» PROMPT:
Print the listing in full, keeping every line exactly as it is.

» AVAILABLE DATA:
☆ ☆ ☆ ☆ ☆

PR #5714, opened 2022-09-13
Relax the composer pin to make it less confusing

jeffwidman:
The previous pin technically allowed any version of composer >= 1.10.9, < 2.0... but because it included the full version pin, it was easy to overlook the `^` and think it was pulling in that older version of composer.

☆ ☆ ☆ ☆ ☆

» TASK SOLUTION:
PR #5714, opened 2022-09-13
Relax the composer pin to make it less confusing

jeffwidman:
The previous pin technically allowed any version of composer >= 1.10.9, < 2.0... but because it included the full version pin, it was easy to overlook the `^` and think it was pulling in that older version of composer.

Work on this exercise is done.